Why won't people visit!!!!!!!!

Sooe

Registered User
Nov 10, 2008
111
0
Rant away

Hi Ann
Poor you, you just rant away the rest of us will listen and sympathise too.
Its hard, but I kinda understand, sometimes its hard to know what to talk about, sometimes Mum doesn't even know us properly, I know she does deep down, but for others not so close, they feel wary of what to say or do, and even scared of the illness, somedays even we feel we can't face it today, but go anyway incase its a good day and we miss it, so don't waste your energy Ann it will just wear you out, before Mums dementia hit, she had her Husband and Daughter pass on, suddenly within a few months of each other, FRIENDS, all said they would visit often, guess what they never did!!! and she wasn't even ill as such then. I just keep telling myself its their loss...Rant on whenever but don't wear yourself out - you need your strength for your Mum and yourself.

Sooe xxxx
 

AnnS

Registered User
Apr 26, 2008
15
0
South
Thanks everyone!!!

Hi,
A big thanks to everyone who has responded. It was re-assuring to read about other peoples experiences and see that its not a unique situation (which is sort of sad that so many people lose touch with sufferers in care - but at the same time made me realise I'm not alone). I just need to learn to focus on the positives which so many of you have highlighted and just let those who don't visit (whatever their reasons) get on with it. The annoying thing was I had thought about visitors when chosing a home. I was really lucky to get mum into a fantastic home when I did. She lived alone (mums in Scotland and I'm down South England) and she was wandering in the middle of the night. I had a full care package arranged for her but she wouldn't let them in or wasn't in when they called. So she wasn't getting her meds, she wasn't eating the meals I was having delivered - she was just so vulnerable and I was so far away. The care homes local to me didn't have the type of secure dementia wing I knew mum needed and the one that did was 30miles away with a waiting list of 16 and no spare beds! At the time if mum stayed local in Scotland I could get her in quicker (and she'd be safe ASAP - I'd never have forgiven myself if something happened to her whilst I was waiting for a bed in England to make things more convenient for me). Plus the idea of her being in Scotland was rather than just me visiting she would have all these friends and neighbours (not!) Anyway the main thing is mum is settled and in a fantastic care home that really looks after her and she does have a few regular visitors. I get up about every 8 weeks and still phone every week. Maybe its a blessing that she is at the stage now where 5 minutes after any vistor has left she can't remember them ever being there. I still wish I lived closer but I know that I can't drag mum around the country as I change jobs.
So big thanks again to everyone I really appreciate your help.

Ann
:)
 

terry999

Registered User
Mar 27, 2008
82
0
london
Some people stopped visiting my mum in her house because she accused them of stealing and was aggressive to them. They were scared they would find themselves in a crisis.

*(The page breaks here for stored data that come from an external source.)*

PR #8065, opened 2021-09-05
[1.17] Fix breaking block particles not respecting IModelData

percivalalb:
The sprite used for the block particles needs updating after the constructor otherwise it defaults to the texture sprite returned from passing `ModelData.INSTANCE` to get `IForgeBakedModel#getParticleIcon`. Calling `updateSprite` fetches the real IModelData instance for that blockstate/pos and sets the texture to the desired one

### DIFF
--- a/patches/minecraft/net/minecraft/client/particle/TerrainParticle.java.patch
+++ b/patches/minecraft/net/minecraft/client/particle/TerrainParticle.java.patch
@@ -9,7 +9,7 @@
        }
 +   }
 +
-+   private Particle updateSprite(BlockState state, BlockPos pos) { //FORGE: we cannot assume that the x y z of the particles match the block pos of the block.
++   public Particle updateSprite(BlockState state, BlockPos pos) { //FORGE: we cannot assume that the x y z of the particles match the block pos of the block.
 +      if (pos != null) // There are cases where we are not able to obtain the correct source pos, and need to fallback to the non-model data version
 +         this.m_108337_(Minecraft.m_91087_().m_91289_().m_110907_().getTexture(state, f_107208_, pos));
 +      return this;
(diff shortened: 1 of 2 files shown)


percivalalb:
My might change vanilla behaviour... maybe this was a better solution https://github.com/MinecraftForge/MinecraftForge/commit/b466dc2c997a2872f4efec52da906900e05428f0

patches/minecraft/net/minecraft/client/particle/TerrainParticle.java.patch
```diff
@@ -1,17 +1,29 @@
...
+    public TerrainParticle(ClientLevel p_108282_, double p_108283_, double p_108284_, double p_108285_, double p_108286_, double p_108287_, double p_108288_, BlockState p_108289_) {
+       this(p_108282_, p_108283_, p_108284_, p_108285_, p_108286_, p_108287_, p_108288_, p_108289_, new BlockPos(p_108283_, p_108284_, p_108285_));
+    }
+@@ -23,7 +_,8 @@
+    public TerrainParticle(ClientLevel p_172451_, double p_172452_, double p_172453_, double p_172454_, double p_172455_, double p_172456_, double p_172457_, BlockState p_172458_, BlockPos p_172459_) {
+       super(p_172451_, p_172452_, p_172453_, p_172454_, p_172455_, p_172456_, p_172457_);
+       this.f_108280_ = p_172459_;
+-      this.m_108337_(Minecraft.m_91087_().m_91289_().m_110907_().m_110882_(p_172458_));
++      if (p_172459_ == null) this.m_108337_(Minecraft.m_91087_().m_91289_().m_110907_().m_110882_(p_172458_));
++      else this.m_108337_(Minecraft.m_91087_().m_91289_().m_110907_().getTexture(p_172458_, p_172451_, p_172459_));
```
ichttt: We can't do this. As you can see above, the BlockPos is instantiated with the x y z pos if it is not passed in, which is not always the position of the block, but the position where the particles should render. Block pos may and will be != particle pos in some cases and ause wrong lookups, which we definetly don't want. The other commit you mentioned looks better, as it passes the correct BlockPos.

percivalalb: Yeah thanks, you're right, realised this after. I've switched back to my first solution which works and is correct the only issue being if it was ok for `updateSprite` to be public facing

PR #8068, opened 2021-09-06
Remove old Log4j thread cache invalidation

ichttt:
As minecraft now requires java 16, the code wasn't even running anymore due to the java version check.


LexManos:
Someone remind me in 1.18, to migrate the hooks classes to a .impl. package to remove them from our binary break rules.

Issue #5837, opened 2019-06-19
[1.14.2] ISelectiveResourceReloadListener is still not server-safe


Shadows-of-Fire:
The majority of the classes relating to selective reloading have had their `@OnlyIn` markers removed, except ReloadRequirements, which still has it, and causes the entire class to be unusable on a server.

LexManos:
ISelecxtiveResourceReloadListener is deprecated until we fully grok the new threaded resource management system introduced in 1.14.

williewillus:
IMO the benefit is not that clear anymore to me. It was introduced to prevent laggy reloads but since the threaded system lets you do a bunch of stuff in parallel it's not clear how much of a performance win it is anymore.

At a high level, the threaded reload system is simple, the `ReloadListener` class has two methods, one for parallel work (reading files, expensive local computation, etc.), and one for serial work (uploading textures, inserting into global maps, etc.).

PR #8072, opened 2021-09-08
Remove the remnants of the selective reload listener

ichttt:
The selective reload logic has been dead since 1.14 (see https://github.com/MinecraftForge/MinecraftForge/issues/5837), and with each update, more and more patches for the logic have been dropped.

With 1.17.1, the ISelectiveResourceReloadListener got deleted as well, but the deprecation Marker still exists in the ResourceManagerReloadListener.

This PR removes all that is left of the original logic.
Nobody felt like reimplementing this since 1.14 introduced threaded resource loading, so I belive we should just kill it completly. It would probably need a rewrite anyways if somebody would try to reimplement the feature.


pupnewfster (commented):
This looks relatively good and it will definitely be nice to not deprecation warnings when implementing `ResourceManagerReloadListener`. One other patch that should also probably be removed as part of this that I ran into when doing a brief search is [this](https://github.com/MinecraftForge/MinecraftForge/blob/b7379953d50a04f4cc7f7c9912969959ed6268d2/patches/minecraft/net/minecraft/client/Minecraft.java.patch#L150).

LexManos:
Honestly, even tho 1.17 hasn't officially had a RB yet, this is just a lot of binary breaks for breaks sake.
Better to mark things as deprecated/remove the patches then to break everything as is.
Now with J16 we can have since/forRemoval in @Deprecated, probably worth adding a gradle build verifier to make sure we strip all those out in 1.18.

pupnewfster (commented):
I think it looks good now, though the deprecated annotations should probably have a `since = "1.18"` as well given I know lex would like to eventually have a check get ran that ensures things are removed in the next MC version port when they are marked as deprecated/for removal.

Edit: 1.18 not 1.17, as the idea is to have it be the version it will get removed instead of actually when it was deprecated.

patches/minecraft/net/minecraft/server/packs/resources/ResourceManagerReloadListener.java.patch
```diff
@@ -1,22 +1,12 @@
...
-    default CompletableFuture<Void> m_5540_(PreparableReloadListener.PreparationBarrier p_10752_, ResourceManager p_10753_, ProfilerFiller p_10754_, ProfilerFiller p_10755_, Executor p_10756_, Executor p_10757_) {
-       return p_10752_.m_6769_(Unit.INSTANCE).thenRunAsync(() -> {
-@@ -17,4 +_,9 @@
+@@ -17,4 +_,11 @@
     }
  
     void m_6213_(ResourceManager p_10758_);
 +
++   /** @deprecated Selective reloading is no longer supported due to vanilla now reloading resources in parallel, so this is no longer needed */
++   @Deprecated(forRemoval = true)
```
pupnewfster: This is missing a `since="1.17.1"`

ichttt: Shows how much out of the loop I am, I found this as well when checking what I needed to update but forgot to gen patches...

PR #8073, opened 2021-09-09
[1.17.x] make RecipeManager#byType public

Minecraftschurli:
make RecipeManager#byType public so not every mod that needs access to the recipe by type map needs to use reflection/mixins/coremods/at


ChampionAsh5357:
This can be done by using `RecipeManager#getAllRecipesFor` where the id is stored on the recipes themselves iirc.

PR #8075, opened 2021-09-11
Add Mixin 0.8.4 to Forge 1.17

SizableShrimp:
This PR adds back Mixin to Forge for 1.17, based on the amazing work from Mumfrey. Some basic testing shows all userdev, forgedev, and installed version working correctly with Mixin, however more testing would be appreciated.

Support has now been added for Forge to use its own mixins, although this PR by itself does not move any forge patches/code to mixins. Userdev mods can now use mixin without having to depend on external projects or shade Mixin.

### DIFF
--- a/build.gradle
+++ b/build.gradle
@@ -2,10 +2,12 @@ buildscript {
     repositories {
         mavenLocal()
         maven { url = 'https://maven.minecraftforge.net/' }
+        maven { url = 'https://repo.spongepowered.org/repository/maven-public/' }
         mavenCentral()
     }
     dependencies {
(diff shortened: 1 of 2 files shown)


LexManos:
Just posting some of the things we've been discussing interanlly.
Now that Mumfrey has released a stable version of Mixin we can ship it.
We've been wanting to look into using it on our end for a while, to try and cleanup some of our code.
However, there is some work that needs to be done on our maven {namely I want to mirror sponge's so we dont get broken builds IF theirs goes down/they remove things} 
If you want to split this off into just shipping mixin we can pull that real quick  {its literally just the installer dep line}
The rest of the stuff needs more work.

PR #8078, opened 2021-09-14
Added EntityEvent.EnteringSection

diesieben07:
Intended as a successor to `EntityEvent.EnteringChunk`


marchermans (approved):
Perfect this was indeed missing.

LexManos:
It'd be worth caching if we should fire the event based on the class passed into the constructor.
So that we don't have to do a instanceof that will always be true.

diesieben07:
Added caching for the actual `Entity` instance to avoid instanceof / cast.

diesieben07:
Updated to fire the event after the entity has moved to the new section, not before.

PR #8079, opened 2021-09-15
Add a capability for custom Item decorations

lobbienjonsji:
### Item Decorator Handler Capability:
A capability that can be attached to any item stack. It allows adding item decorators to and removing them from any itemstack.
Decorators need to be added server side, since they should persist between world saves.
Currently the capability data gets saved on the item stacks NBT directly, since this is supposed to work with any item, making overwriting getShareTag not a possible solution. The alternative would be, to ask modders to sync the capability manually or to modify the capability on both sides. I am not sure which would be the preferrable option.

### Item Decorator:
Simple registry object with a render method that gets called during renderGuiItemDecorations and passed the same parameters when added to an item with the capability.

### New Registry:
The item decorators have a common registry, since registering them client side only resulted in the following issue:
Previously, when decorators were only registered client side, the addDecorator method had to be called server side
with the key of the respective decorator. Since there was no way of  checking whether a decorator with that key actually exists, this could result in useless NBT data getting added to the item, that referenced a decorator that does not exist.

### Test Mod:
Adds the capability and a decorator that renders a smiley face to any DiggerItem.
When the Item is dropped, the decorator is removed.

### Issue:
Since capability data gets saved on the items NBT data directly,
unloading mods that add decorators results in stacks having leftover NBT with no use.
This would also be the case if a mod changed the name of its decorators.
Technically a way could be implemented for the capability to check the items decorator NBT for
no longer existing decorator keys.
I am not sure how to implement it in a way, that's both consistent and not checking for it every tick though.
If instead the Capability does not write to the items NBT and gets manually synched by the modders using it, this would not be an issue, but it would make the Capability significantly less convenient to use.


ChampionAsh5357:
What's the point of a capability if you need to register the capability in a different fashion? You can have client only capabilities. And if you need to send something to the server, you can still do so without any issues.

lobbienjonsji:
The capability does not need to be registered in a different fashion, only the renderers/decorators that get added to the capability.
The capability mainly serves the function of easily attaching/removing them from ItemStacks. 
The idea of the current implementation is, to add renderers to stacks on a per-stack basis. 
This is supposed to be more efficient than #8048, where an event would get fired whenever an Items decorations a are rendered.
Now, instead of firing events whenver the method is called, the ItemStack gets checked whether it has the Item Decorator Handler Capability, and if it does, the render method of all decorators within the capability gets called.
Regarding client only capabilities, can they be made persistent?
The decorators being saved for the stack allows them to be treated like a property that can be applied to an item via things like crafting. E.g. an Item gets enchanted with a specific enchantment, the enchantment is supposed to add a secondary bar similar to a durability bar. Now a decorator, that renders the required bar, can simply be added to the items Item Decorator Handler Capability.

src/main/java/net/minecraftforge/client/MinecraftForgeClient.java
```diff
@@ -123,6 +129,20 @@ public static void onRebuildChunk(Level world, BlockPos position, RenderChunkReg
...
+        LazyOptional<IItemDecoratorHandler> targetCapability = customItemDecorationCache.get(stack);
+        if (targetCapability == null)
+        {
+            ICapabilityProvider provider = stack;
+            targetCapability = provider.getCapability(CapabilityItemDecoratorHandler.ITEM_DECORATOR_HANDLER_CAPABILITY, null);
+            customItemDecorationCache.put(stack, targetCapability);
+            targetCapability.addListener(self -> customItemDecorationCache.put(stack, null));
+        }
+        targetCapability.ifPresent(decoration -> decoration.render(font, stack, xOffset, yOffset, stackSizeLabel));
+    }
```
diesieben07, line 144: This cache is a huge memory leak.

src/main/java/net/minecraftforge/common/ItemDecorator.java
```diff
@@ -0,0 +1,29 @@
...
+import net.minecraftforge.registries.ForgeRegistryEntry;
+import net.minecraftforge.registries.IForgeRegistryEntry;
+
+import javax.annotation.Nullable;
+
+/**
+ * An Object that is used by the {@Link: net.minecraftforge.items.ItemDecoratorHandler} capability.
+ * Please try to add only one decorator per mod, to keep NBT size to a minimum.
+ */
+public class ItemDecorator extends ForgeRegistryEntry<ItemDecorator> {
```
diesieben07: Why is this a registry entry?

src/main/java/net/minecraftforge/common/ItemDecorator.java
```diff
@@ -0,0 +1,29 @@
...
+    public ItemDecorator()
+    {}
+
+    /**
+     * Is passed the parameters from {@link ItemRenderer#renderGuiItemDecorations(net.minecraft.client.gui.Font, net.minecraft.world.item.ItemStack, int, int, java.lang.String)}
+     * Is only called client side
+     */
+    @OnlyIn(Dist.CLIENT)
```
diesieben07: Don't use `@OnlyIn`. This system as a whole should be client-only anyways.

src/main/java/net/minecraftforge/items/IItemDecoratorHandler.java
```diff
@@ -0,0 +1,20 @@
...
+import net.minecraft.resources.ResourceLocation;
+import net.minecraft.world.item.ItemStack;
+import net.minecraftforge.api.distmarker.Dist;
+import net.minecraftforge.api.distmarker.OnlyIn;
+import net.minecraftforge.common.ItemDecorator;
+import net.minecraftforge.common.util.INBTSerializable;
+
+import javax.annotation.Nullable;
+
+public interface IItemDecoratorHandler extends INBTSerializable<CompoundTag>
```
diesieben07: Why does this implement `INBTSerializable`?

diesieben07 (changes requested):
I have several problems with this:

- Why does this save to NBT? KISS should be applied, this system should do _one_ thing, i.e. allow rendering custom item decorations. Leave data storage to existing systems, such as capabilities.
- Why is this not a purely client-side system?
- Why is there a registry being added?
- Who has the responsibility to add the decorator capability? How are mods supposed to add decorators to "foreign" items? If they add the capability using `AttachCapabilitiesEvent` this can cause issues if the capability is already added by the item itself or other mods.

src/main/java/net/minecraftforge/client/ItemDecorator.java
```diff
@@ -0,0 +1,34 @@
...
+
+import net.minecraft.client.gui.Font;
+import net.minecraft.client.renderer.entity.ItemRenderer;
+import net.minecraft.resources.ResourceLocation;
+import net.minecraft.world.item.ItemStack;
+import net.minecraftforge.api.distmarker.Dist;
+import net.minecraftforge.api.distmarker.OnlyIn;
+import net.minecraftforge.registries.ForgeRegistryEntry;
+import net.minecraftforge.registries.IForgeRegistryEntry;
+import org.stringtemplate.v4.ST;
```
TheCurle: Why is this here? It's not used.

src/main/java/net/minecraftforge/items/IItemDecoratorHandler.java
```diff
@@ -0,0 +1,17 @@
...
+import net.minecraftforge.api.distmarker.OnlyIn;
+import net.minecraftforge.client.ItemDecorator;
+
+import javax.annotation.Nullable;
+
+public interface IItemDecoratorHandler
+{
+    void addDecorator(ItemDecorator decorator);
+    void removeDecorator(ItemDecorator decorator);
+    @OnlyIn(Dist.CLIENT)
```
TheCurle: Remove this OnlyIn.

src/main/java/net/minecraftforge/items/ItemDecoratorHandler.java
```diff
@@ -0,0 +1,34 @@
+package net.minecraftforge.items;
+
+import net.minecraft.client.gui.Font;
+import net.minecraft.world.item.ItemStack;
+import net.minecraftforge.client.ItemDecorator;
+
+import javax.annotation.Nullable;
+import java.util.*;
```
TheCurle: Try to avoid wildcard imports like this.

src/main/java/net/minecraftforge/items/ItemDecoratorHandler.java
```diff
@@ -0,0 +1,34 @@
+package net.minecraftforge.items;
```
TheCurle, line 20: This class needs a license header. Run the licenseFormat task.

src/main/java/net/minecraftforge/items/ItemDecoratorHandler.java
```diff
@@ -0,0 +1,34 @@
...
+import net.minecraft.world.item.ItemStack;
+import net.minecraftforge.client.ItemDecorator;
+
+import javax.annotation.Nullable;
+import java.util.*;
+
+public class ItemDecoratorHandler implements IItemDecoratorHandler
+{
+    private Map<String, ItemDecorator> ItemDecoratorCache = new HashMap();
+    private static final String DECORATORS = "CapabilityItemDecoratorHandler";
```
TheCurle: What's this string for?

TheCurle (changes requested):
Seems like it fulfils its promise overall, but it needs some adjustments.

lobbienjonsji:
fixed

src/main/java/net/minecraftforge/client/MinecraftForgeClient.java
desht: Agreed.  It should be some form of LRU cache, with a fixed upper bound on the size and auto-ejection of old entries.  Guava `LoadingCache`/`CacheBuilder` could work here.

Another problem is that ItemStack does not override `equals()` or `hashCode()`, so every separate instance of an ItemStack is a different map key, even if the two stacks are otherwise identical.  In other words:
```java
ItemStack stack = new ItemStack(Items.STONE);
cache.put(stack, handler);
LazyOptional<IItemDecoratorHandler> handler2 = cache.get(stack.copy());
```
doesn't work.  Unless that's your intention?

src/main/java/net/minecraftforge/client/ItemDecorator.java
```diff
@@ -0,0 +1,48 @@
...
+import net.minecraft.resources.ResourceLocation;
+import net.minecraft.world.item.ItemStack;
+
+import javax.annotation.Nullable;
+
+/**
+ * An Object that is used by the {@Link: net.minecraftforge.items.ItemDecoratorHandler} capability.
+ */
+public abstract class ItemDecorator{
+    private final ResourceLocation key;
```
ChampionAsh5357, line 33: If they key is only used as an identifier in the map, why does it need to be attached to the decorator itself? Couldn't I just pass in the resource key for the map without having to deal with knowing what the decorator is? Otherwise I would always need to keep an instance of the decorator if I ever wanted to remove it based on the current implementation.

src/main/java/net/minecraftforge/items/IItemDecoratorHandler.java
```diff
@@ -0,0 +1,35 @@
...
+import net.minecraftforge.api.distmarker.Dist;
+import net.minecraftforge.api.distmarker.OnlyIn;
+import net.minecraftforge.client.ItemDecorator;
+
+import javax.annotation.Nullable;
+
+public interface IItemDecoratorHandler
+{
+    void addDecorator(ItemDecorator decorator);
+    void removeDecorator(ItemDecorator decorator);
```
ChampionAsh5357, line 33: This is limiting in design. I would suggest implementing a positioning system similar to #7770.

src/test/java/net/minecraftforge/debug/client/rendering/CustomItemDecorationsTest.java
```diff
@@ -0,0 +1,92 @@
...
+            bufferbuilder.vertex(x + 0, y + 0, 0.0D).color(1.0f, 1.0f, 1.0f, 1.0f).uv(0, 0).endVertex();
+            bufferbuilder.vertex(x + 0, y + 5, 0.0D).color(1.0f, 1.0f, 1.0f, 1.0f).uv(0, 1).endVertex();
+            bufferbuilder.vertex(x + 5, y + 5, 0.0D).color(1.0f, 1.0f, 1.0f, 1.0f).uv(1, 1).endVertex();
+            bufferbuilder.vertex(x + 5, y + 0, 0.0D).color(1.0f, 1.0f, 1.0f, 1.0f).uv(1, 0).endVertex();
+            bufferbuilder.end();
+            BufferUploader.end(bufferbuilder);
+        }
+    };
+
+    @Mod.EventBusSubscriber(modid = MODID)
```
ChampionAsh5357, line 67: Since this only exists on the client, it should probably be sided off here as well.

ChampionAsh5357 (commented):
Mainly a few design comments. I agree with dies so I won't repeat his points here.

lobbienjonsji:
Regarding the topic of who has the responsibility of attaching the capability: 
Which would be preferrable: exposing the capability in the ItemStack class or attaching the capability within forge itself?
Or is there maybe a different solution?
Exposing the Capability would also make the cache in MinecraftForgeClient redundant.

lobbienjonsji:
Both solutions would come with the downside of giving the capability to all ItemStacks, even those that don't need it, making the capability kind of pointless, because at that point it might as well just be a hard implementation in the forge itemstack interface.

sciwhiz12:
Hello! @lobbienjonsji, please leave a comment whether you wish to continue this PR and update it to the latest active version of 1.18 if applicable. If we do not hear back from you after some time, this PR will be closed for inactivity.

PR #8081, opened 2021-09-16
Add a new CapabilityReference class

sciwhiz12:
This PR adds the new `CapabilityReference` class, which holds a possibly-empty reference to the `Capability` object for a capability. This is intended to be an alternative to the use of `@CapabilityInject`, akin to the use of `RegistryObject` as an alternative to `@ObjectHolder`.

There are multiple reasons why such an object would be useful to mod developers:
 - **It does not carry the same side-effect as `@CapabilityInject` with regards to `final` fields.**

   `@CapabilityInject` has the semi-documented side-effect of removing the `final` modifier from fields where it is present. This finality removal is done by the [`CapabilityInjectDefinalize`][cap-definalize] transformer, whose javadocs notes that the removal is done in order to prevent the JIT (just-in-time) compiler (from the HotSpot VM, the most popular JVM implementation) from inlining references to the field. 

   Additionally, the `final` modifier removal also allows reflective operations to set the value of a `static final` field to succeed, something which is otherwise not possible even with the use of [`AccessibleObject#setAccessible(boolean)`][setAccessible].<sup><a id="ret-fn-1" href="#footnote-1">1</a></sup>

   Additionally, the definalization also causes hotswapping of classes which contain a `@CapabilityInject`-annotated field to fail due to the changed class structure (specifically, the modifiers of the annoatated field), as at runtime the field is non-`final` but the hotswapping agent receives the to-be-hotswapped class bytes with the field as `final`.

 - **It allows storing a capability reference in an interface field.**
   
   Due to the above side-effect of de-finalizing the field, the `@CapabilityInject` must not be applied to interface fields. Doing so will lead to an error, as the Java Virtual Machine Specification mandates that the fields of interfaces must be `public static final`.<sup><a id="ret-fn-2" href="#footnote-2">2</a></sup>

 - **It is an alternative to the use of `@CapabilityInject`, akin to `RegistryObject`.**

   A developer may wish to not use in their `@CapabilityInject` code, whether due to the above noted side-effects or due to their own coding preferences as to the use of annotations. This class provides an API-provided way to retrieve `Capability` objects for their capabilities without the need of the annotation.

   Furthermore, various libraries may be interested in an API to programmatically obtain references to `Capability` objects of any arbitrary capability class or interface, such as those which reduce developer boilerplate by providing convenience classes or helpers which implement various functionality, without requiring the manual intervention of the developer to pass in the `Capability` object themselves from a `@CapabilityInject`-annotated field or method.

### Remaining tasks before ready for review
 - [ ] Add a new test mod / modify existing test mod to use and test `CapabilityReference`
 - [ ] Test that injection works as expected
   - [ ] Test the same but with multiple mods creating references to the same capability (to ensure the use of `Set` doesn't cause any problems)
 - [ ] Test that creating an instance during static initialization does not cause any issues
 - [ ] Test the warning when an instance is created after capabilities are injected
 - [ ] Test that no regression occurs by using in a medium-large modpack
 - [ ] Review javadocs to add missing information and clarify as needed

---

<span id="footnote-1"></span><sup><a href="#ret-fn-1">^</a> 1: Java SE Documentation, Java SE 16 & JDK 16, [`AccessibleObject#setAccessible(boolean)`][setAccessible]: "This method cannot be used to enable _write_ access to a _non-modifiable_ final field. The following fields are non-modifiable: - static final fields declared in any class or interface ..."</sup>
<span id="footnote-2"></span><sup><a href="#ret-fn-2">^</a> 2: The Java® Virtual Machine Specification, _Java SE 16 Edition_, [4.5. Fields][jvms-4.5]: "Fields of interfaces must have their `ACC_PUBLIC`, `ACC_STATIC`, and `ACC_FINAL` flags set; ..."</sup>

[cap-definalize]: https://github.com/MinecraftForge/MinecraftForge/blob/ca2023fa80b943cf595de53434a3c67f974e15f6/fmlloader/src/main/java/net/minecraftforge/common/asm/CapabilityInjectDefinalize.java
[setAccessible]: https://docs.oracle.com/en/java/javase/16/docs/api/java.base/java/lang/reflect/AccessibleObject.html#setAccessible(boolean)
[jvms-4.5]: https://docs.oracle.com/javase/specs/jvms/se16/html/jvms-4.html#jvms-4.5

### DIFF
--- a/src/main/java/net/minecraftforge/common/capabilities/CapabilityManager.java
+++ b/src/main/java/net/minecraftforge/common/capabilities/CapabilityManager.java
@@ -35,7 +35,7 @@ import org.apache.logging.log4j.LogManager;
 import org.apache.logging.log4j.Logger;
 import org.objectweb.asm.Type;
 
-import java.util.function.Function;
+import java.util.function.Consumer;
 import java.util.stream.Collectors;
 
 import static net.minecraftforge.fml.Logging.CAPABILITIES;
@@ -78,7 +78,7 @@ public enum CapabilityManager
 
     // INTERNAL
     private final IdentityHashMap<String, Capability<?>> providers = new IdentityHashMap<>();
-    private volatile IdentityHashMap<String, List<Function<Capability<?>, Object>>> callbacks;
+    private volatile IdentityHashMap<String, List<Consumer<Capability<?>>>> callbacks;
     public void injectCapabilities(List<ModFileScanData> data)
     {
         final List<ModFileScanData.AnnotationData> elementsToInject = data.stream()
@@ -86,7 +86,7 @@ public enum CapabilityManager
             .flatMap(Collection::stream)
             .filter(a -> CAP_INJECT.equals(a.annotationType()))
             .collect(Collectors.toList());
-        final IdentityHashMap<String, List<Function<Capability<?>, Object>>> callbacks = new IdentityHashMap<>();
+        final IdentityHashMap<String, List<Consumer<Capability<?>>>> callbacks = new IdentityHashMap<>();
         elementsToInject.forEach(entry -> gatherCallbacks(callbacks, entry));
         CapabilityReference.addCallbacks(callbacks);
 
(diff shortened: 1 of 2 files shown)


diesieben07:
One thing that `@CapabilityInject` solves that this doesn't is optionality. `@CapabilityInject` won't cause any runtime errors if the capability class is not found due to a soft dependency. `CapabilityReference` would throw in that case, due to the hard reference to the `Class`.

marchermans:
I don't like the way the CapabilityReference is implement. This exposes internal systems to the modder, when using a different pattern like a factory, akin to `DeferredRegister`, the implementation of the way the reference is injected can be hidden from the user by simply splitting it into an interface and a package private implementation together with a factory.

Besides that, this CapabilityReference should just be a supplier like the RegistryObject is. And throw if any modder tries to access the cap before it is injected / initialized. Since this is an illegal state.

sciwhiz12:
Superseded by #8104 and #8116.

I think people stopped contacting her - because they feel there is no point she doesn't understand. I told people just telephoning her would be good for her to hear familiar voices.

Relatives went AWOL, but ex-lodgers of ours still call from abroad.

Personal bug bear is a relative who went completely AWOL for a year during the height of mum's troubles. Who has now turned up to holiday in mum's empty london flat. I've bitten my tongue as the relative in question has visited mum alot while in London and mum really enjoyed it.

As Norman said - you find out who your real friends are.

BUT it is up to us carers to tell people that it is still worth visiting.